* [Exercise details]
Gather every line from the entries below that includes "installed".

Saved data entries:
----------
PR #5399, opened 2023-12-21
OpenCL: print platform info even when no devices

ghost:
At least my cloud mac M2 machine is like this. The platform is installed but no device is available.

****

The output would be:
```
Platform #0 name: Apple, version: OpenCL 1.2 (Jun 23 2023 20:24:12)
Error: No OpenCL-capable devices were detected by the installed OpenCL driver.
```

### DIFF
--- a/src/opencl_common.c
+++ b/src/opencl_common.c
@@ -2937,6 +2937,22 @@ void opencl_list_devices(void)
 	}
 
 	if (!available_devices) {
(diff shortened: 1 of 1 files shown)


solardiz (approved):
Looks OK, except that the indentation/alignment of the continuation lines after each `clGetPlatformInfo` is weird.

PR #5407, opened 2023-12-30
CI: Add (revised) GitHub Actions from passwdqc

solardiz:
This is untested. Theoretically, it should give us many build tests via GitHub Actions. It should also fail the trailing whitespace test badly, because we have lots of that.

### DIFF
--- a/.ci/install-dependencies.sh
+++ b/.ci/install-dependencies.sh
@@ -1,0 +1,86 @@
+#!/bin/sh -ex
+#
+# Copyright (c) 2018-2020 The strace developers.
+# All rights reserved.
+#
+# SPDX-License-Identifier: GPL-2.0-or-later
+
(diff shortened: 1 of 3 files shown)


solardiz:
----------
* [Answer space]
At least my cloud mac M2 machine is like this. The platform is installed but no device is available.
Error: No OpenCL-capable devices were detected by the installed OpenCL driver.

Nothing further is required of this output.